Exercise description.
Among the lines below, count those containing the word "handling". Give the number only.

[Stored records]
:::::
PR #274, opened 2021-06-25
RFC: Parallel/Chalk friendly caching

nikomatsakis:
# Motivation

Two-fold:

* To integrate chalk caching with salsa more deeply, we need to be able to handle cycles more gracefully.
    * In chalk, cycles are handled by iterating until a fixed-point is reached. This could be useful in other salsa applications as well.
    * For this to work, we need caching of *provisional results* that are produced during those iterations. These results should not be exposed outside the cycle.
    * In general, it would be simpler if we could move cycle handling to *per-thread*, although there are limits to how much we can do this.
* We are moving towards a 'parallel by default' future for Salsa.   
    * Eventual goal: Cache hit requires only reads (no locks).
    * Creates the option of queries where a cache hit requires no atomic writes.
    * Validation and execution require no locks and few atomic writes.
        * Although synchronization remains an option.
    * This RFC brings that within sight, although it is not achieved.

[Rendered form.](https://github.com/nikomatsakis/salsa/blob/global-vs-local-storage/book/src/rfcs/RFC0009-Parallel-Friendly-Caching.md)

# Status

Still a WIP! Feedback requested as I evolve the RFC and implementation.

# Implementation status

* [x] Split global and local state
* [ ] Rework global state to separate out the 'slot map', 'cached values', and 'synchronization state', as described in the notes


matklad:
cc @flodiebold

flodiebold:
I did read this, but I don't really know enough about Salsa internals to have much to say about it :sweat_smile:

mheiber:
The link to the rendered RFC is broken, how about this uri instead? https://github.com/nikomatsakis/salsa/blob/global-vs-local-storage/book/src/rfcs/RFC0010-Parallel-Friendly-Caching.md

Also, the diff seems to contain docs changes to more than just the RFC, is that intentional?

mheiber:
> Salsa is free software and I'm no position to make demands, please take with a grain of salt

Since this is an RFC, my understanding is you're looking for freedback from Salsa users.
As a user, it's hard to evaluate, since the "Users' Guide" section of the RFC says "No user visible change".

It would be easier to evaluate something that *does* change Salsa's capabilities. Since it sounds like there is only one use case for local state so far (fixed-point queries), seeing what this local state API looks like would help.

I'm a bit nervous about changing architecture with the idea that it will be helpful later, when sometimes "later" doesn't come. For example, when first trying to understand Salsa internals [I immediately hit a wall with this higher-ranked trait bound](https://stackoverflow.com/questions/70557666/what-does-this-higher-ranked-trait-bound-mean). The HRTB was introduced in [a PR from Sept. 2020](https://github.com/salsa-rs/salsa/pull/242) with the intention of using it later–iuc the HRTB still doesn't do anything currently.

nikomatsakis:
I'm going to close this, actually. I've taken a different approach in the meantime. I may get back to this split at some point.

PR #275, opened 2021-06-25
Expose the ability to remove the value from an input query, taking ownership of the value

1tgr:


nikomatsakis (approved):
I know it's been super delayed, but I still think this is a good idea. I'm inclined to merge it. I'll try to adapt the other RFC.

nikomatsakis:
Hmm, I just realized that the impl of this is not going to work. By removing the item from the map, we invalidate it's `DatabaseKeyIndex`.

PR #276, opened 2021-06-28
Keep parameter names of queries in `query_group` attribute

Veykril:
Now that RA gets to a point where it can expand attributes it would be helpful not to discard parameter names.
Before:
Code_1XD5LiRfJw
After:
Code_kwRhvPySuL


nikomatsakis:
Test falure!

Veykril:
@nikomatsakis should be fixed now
:::::
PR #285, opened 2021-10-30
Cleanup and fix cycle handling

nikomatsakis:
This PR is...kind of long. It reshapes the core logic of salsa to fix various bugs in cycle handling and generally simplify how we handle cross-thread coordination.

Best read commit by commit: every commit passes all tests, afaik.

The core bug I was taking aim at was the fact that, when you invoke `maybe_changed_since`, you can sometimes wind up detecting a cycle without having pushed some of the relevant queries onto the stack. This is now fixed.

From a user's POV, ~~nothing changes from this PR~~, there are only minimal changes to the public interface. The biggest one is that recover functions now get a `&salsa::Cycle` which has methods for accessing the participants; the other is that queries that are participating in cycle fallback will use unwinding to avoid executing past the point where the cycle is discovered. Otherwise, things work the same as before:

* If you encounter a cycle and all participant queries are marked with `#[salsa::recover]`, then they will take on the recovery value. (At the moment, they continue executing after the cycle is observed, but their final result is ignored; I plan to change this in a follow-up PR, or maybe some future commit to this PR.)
:::::
Output of the task.
3